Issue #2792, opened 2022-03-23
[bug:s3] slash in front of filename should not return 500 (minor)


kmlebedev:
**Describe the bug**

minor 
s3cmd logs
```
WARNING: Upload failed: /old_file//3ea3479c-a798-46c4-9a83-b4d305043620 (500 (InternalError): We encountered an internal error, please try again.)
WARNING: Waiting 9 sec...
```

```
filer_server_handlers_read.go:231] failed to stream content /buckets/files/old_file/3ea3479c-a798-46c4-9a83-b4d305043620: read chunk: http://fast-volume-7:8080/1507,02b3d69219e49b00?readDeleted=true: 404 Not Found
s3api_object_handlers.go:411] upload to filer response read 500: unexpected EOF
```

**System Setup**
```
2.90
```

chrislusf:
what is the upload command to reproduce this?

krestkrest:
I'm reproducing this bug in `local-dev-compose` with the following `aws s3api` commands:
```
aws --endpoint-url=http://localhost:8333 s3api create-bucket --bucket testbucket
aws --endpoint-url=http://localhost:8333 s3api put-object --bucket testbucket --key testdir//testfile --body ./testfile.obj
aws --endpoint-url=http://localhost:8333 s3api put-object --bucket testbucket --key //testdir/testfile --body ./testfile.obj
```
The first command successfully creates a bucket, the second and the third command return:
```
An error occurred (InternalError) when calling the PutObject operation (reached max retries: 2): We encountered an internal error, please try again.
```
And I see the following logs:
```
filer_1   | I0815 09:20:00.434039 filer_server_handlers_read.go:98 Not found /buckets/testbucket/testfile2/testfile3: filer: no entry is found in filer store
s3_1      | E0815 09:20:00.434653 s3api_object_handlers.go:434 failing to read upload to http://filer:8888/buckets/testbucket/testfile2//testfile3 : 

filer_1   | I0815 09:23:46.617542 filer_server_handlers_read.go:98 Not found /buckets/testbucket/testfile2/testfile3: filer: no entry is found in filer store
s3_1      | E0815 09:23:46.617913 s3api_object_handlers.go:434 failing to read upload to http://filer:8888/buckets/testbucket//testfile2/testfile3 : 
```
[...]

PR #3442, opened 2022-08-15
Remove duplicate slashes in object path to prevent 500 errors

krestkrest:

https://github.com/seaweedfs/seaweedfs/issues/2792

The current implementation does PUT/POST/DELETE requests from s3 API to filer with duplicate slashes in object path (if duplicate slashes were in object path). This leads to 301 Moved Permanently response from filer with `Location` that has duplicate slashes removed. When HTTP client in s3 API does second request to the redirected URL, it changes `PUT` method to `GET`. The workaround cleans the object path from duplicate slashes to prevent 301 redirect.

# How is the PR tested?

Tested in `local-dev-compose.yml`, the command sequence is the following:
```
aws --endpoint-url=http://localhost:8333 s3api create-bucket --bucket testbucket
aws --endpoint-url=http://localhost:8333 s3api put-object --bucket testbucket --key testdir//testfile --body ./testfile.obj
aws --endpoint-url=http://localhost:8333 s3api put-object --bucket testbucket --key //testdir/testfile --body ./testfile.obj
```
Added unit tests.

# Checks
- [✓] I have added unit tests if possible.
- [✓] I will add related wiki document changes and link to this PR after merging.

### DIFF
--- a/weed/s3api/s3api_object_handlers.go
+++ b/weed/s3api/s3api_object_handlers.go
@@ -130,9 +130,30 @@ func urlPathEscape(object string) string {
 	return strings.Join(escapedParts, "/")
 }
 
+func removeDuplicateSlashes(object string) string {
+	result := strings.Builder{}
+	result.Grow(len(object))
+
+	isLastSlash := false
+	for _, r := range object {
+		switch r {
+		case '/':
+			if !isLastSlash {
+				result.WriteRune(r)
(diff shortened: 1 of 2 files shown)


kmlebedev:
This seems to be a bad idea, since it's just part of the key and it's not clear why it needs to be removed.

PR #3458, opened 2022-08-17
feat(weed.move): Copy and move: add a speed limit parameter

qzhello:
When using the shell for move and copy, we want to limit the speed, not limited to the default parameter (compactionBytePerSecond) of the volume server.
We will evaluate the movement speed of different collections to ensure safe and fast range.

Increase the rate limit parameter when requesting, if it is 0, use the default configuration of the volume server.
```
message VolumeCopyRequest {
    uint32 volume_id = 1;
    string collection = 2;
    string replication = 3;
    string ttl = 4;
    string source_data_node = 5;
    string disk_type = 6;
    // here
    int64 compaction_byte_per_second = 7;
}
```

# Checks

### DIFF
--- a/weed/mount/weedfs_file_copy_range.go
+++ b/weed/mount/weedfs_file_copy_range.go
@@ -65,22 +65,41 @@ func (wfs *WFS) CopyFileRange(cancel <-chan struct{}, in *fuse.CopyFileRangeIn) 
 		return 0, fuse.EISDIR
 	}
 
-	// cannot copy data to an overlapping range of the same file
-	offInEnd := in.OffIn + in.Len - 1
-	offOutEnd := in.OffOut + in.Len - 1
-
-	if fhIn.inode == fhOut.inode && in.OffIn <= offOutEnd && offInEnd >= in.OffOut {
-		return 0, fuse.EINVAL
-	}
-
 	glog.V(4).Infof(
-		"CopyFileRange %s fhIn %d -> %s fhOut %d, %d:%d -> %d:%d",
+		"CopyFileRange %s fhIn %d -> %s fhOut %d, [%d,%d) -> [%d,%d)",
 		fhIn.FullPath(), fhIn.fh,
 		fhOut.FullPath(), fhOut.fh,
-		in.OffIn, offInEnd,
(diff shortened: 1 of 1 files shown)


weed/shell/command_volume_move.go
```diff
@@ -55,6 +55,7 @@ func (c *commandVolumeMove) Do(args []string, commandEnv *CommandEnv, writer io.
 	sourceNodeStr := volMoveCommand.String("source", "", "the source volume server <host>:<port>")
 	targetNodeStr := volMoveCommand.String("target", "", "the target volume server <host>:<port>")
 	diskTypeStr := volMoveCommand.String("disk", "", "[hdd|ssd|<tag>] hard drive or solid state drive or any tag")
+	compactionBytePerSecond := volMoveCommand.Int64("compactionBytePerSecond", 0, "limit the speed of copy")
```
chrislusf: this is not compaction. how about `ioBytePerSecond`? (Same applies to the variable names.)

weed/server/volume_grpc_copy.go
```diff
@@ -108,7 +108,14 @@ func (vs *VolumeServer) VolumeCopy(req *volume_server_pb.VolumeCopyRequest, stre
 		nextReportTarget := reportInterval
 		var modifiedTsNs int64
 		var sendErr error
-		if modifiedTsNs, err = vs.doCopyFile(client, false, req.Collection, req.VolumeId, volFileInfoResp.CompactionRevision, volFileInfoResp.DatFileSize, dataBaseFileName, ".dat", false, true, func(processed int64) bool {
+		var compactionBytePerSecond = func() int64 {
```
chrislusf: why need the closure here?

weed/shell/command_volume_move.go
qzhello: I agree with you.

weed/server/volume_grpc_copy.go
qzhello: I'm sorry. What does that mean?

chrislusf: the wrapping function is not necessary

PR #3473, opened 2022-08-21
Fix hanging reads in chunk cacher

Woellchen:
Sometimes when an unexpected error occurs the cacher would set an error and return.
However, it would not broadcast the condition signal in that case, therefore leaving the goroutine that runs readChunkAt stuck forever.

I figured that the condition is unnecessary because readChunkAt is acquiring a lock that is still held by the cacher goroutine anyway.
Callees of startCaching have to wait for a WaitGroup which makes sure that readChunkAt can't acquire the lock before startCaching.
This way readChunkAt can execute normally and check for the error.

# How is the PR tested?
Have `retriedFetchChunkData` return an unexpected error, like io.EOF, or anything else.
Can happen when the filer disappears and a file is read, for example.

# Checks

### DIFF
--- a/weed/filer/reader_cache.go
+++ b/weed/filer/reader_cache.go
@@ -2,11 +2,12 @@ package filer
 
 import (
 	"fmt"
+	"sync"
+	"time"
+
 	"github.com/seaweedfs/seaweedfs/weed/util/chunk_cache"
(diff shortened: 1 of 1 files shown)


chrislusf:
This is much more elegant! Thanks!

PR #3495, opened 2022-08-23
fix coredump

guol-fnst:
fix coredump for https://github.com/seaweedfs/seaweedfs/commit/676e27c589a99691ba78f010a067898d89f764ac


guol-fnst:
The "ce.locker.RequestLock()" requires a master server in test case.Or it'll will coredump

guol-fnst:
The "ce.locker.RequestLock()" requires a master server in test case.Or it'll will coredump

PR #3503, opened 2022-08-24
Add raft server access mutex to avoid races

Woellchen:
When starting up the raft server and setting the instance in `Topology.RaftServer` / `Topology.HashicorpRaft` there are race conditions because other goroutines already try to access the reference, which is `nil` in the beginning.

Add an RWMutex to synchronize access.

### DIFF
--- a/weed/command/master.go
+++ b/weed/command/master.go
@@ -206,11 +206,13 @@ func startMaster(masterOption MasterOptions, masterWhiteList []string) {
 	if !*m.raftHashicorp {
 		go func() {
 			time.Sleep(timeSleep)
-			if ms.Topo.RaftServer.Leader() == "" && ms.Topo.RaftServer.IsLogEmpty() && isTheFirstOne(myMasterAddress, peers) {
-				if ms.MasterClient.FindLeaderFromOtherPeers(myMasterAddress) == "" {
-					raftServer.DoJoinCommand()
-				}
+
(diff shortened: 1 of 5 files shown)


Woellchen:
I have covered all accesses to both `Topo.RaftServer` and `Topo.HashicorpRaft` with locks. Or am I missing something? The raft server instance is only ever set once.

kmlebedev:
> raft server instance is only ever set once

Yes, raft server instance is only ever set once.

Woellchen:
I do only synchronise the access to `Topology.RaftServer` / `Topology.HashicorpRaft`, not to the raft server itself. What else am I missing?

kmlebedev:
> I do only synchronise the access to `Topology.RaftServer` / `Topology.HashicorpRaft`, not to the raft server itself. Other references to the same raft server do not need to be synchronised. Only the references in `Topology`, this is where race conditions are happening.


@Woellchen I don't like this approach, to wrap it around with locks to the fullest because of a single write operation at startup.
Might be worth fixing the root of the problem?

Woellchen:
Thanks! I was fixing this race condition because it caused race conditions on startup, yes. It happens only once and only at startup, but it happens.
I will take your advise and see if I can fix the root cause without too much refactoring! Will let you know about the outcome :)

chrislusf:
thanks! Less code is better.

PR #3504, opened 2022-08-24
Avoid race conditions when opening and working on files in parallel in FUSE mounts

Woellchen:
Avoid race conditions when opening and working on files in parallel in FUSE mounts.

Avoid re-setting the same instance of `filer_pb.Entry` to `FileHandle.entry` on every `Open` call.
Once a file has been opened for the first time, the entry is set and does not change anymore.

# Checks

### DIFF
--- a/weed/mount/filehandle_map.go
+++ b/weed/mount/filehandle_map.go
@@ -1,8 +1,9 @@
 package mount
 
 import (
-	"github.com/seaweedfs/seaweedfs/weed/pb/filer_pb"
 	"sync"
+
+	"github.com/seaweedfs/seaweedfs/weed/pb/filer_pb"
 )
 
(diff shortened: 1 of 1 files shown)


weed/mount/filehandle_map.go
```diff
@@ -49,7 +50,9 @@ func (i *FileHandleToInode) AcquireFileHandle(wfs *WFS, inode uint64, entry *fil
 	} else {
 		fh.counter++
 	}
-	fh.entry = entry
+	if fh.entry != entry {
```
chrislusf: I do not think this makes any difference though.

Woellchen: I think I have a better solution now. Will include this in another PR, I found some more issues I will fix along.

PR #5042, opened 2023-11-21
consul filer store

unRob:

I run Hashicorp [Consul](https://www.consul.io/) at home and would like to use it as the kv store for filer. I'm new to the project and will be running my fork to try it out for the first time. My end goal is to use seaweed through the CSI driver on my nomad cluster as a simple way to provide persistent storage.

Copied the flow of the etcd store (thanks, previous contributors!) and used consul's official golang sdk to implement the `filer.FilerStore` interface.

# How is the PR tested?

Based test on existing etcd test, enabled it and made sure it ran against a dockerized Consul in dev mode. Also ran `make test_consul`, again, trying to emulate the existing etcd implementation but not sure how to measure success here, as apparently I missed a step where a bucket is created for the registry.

================================

Try it:
Reproduce, with both ends included, the lines from the one holding "--- a/weed/mount/filehandle_map.go" to the end of the records above.

Solution to the exercise:
--- a/weed/mount/filehandle_map.go
+++ b/weed/mount/filehandle_map.go
@@ -1,8 +1,9 @@
 package mount
 
 import (
-	"github.com/seaweedfs/seaweedfs/weed/pb/filer_pb"
 	"sync"
+
+	"github.com/seaweedfs/seaweedfs/weed/pb/filer_pb"
 )
 
(diff shortened: 1 of 1 files shown)


weed/mount/filehandle_map.go
```diff
@@ -49,7 +50,9 @@ func (i *FileHandleToInode) AcquireFileHandle(wfs *WFS, inode uint64, entry *fil
 	} else {
 		fh.counter++
 	}
-	fh.entry = entry
+	if fh.entry != entry {
```
chrislusf: I do not think this makes any difference though.

Woellchen: I think I have a better solution now. Will include this in another PR, I found some more issues I will fix along.

PR #5042, opened 2023-11-21
consul filer store

unRob:

I run Hashicorp [Consul](https://www.consul.io/) at home and would like to use it as the kv store for filer. I'm new to the project and will be running my fork to try it out for the first time. My end goal is to use seaweed through the CSI driver on my nomad cluster as a simple way to provide persistent storage.

Copied the flow of the etcd store (thanks, previous contributors!) and used consul's official golang sdk to implement the `filer.FilerStore` interface.

# How is the PR tested?

Based test on existing etcd test, enabled it and made sure it ran against a dockerized Consul in dev mode. Also ran `make test_consul`, again, trying to emulate the existing etcd implementation but not sure how to measure success here, as apparently I missed a step where a bucket is created for the registry.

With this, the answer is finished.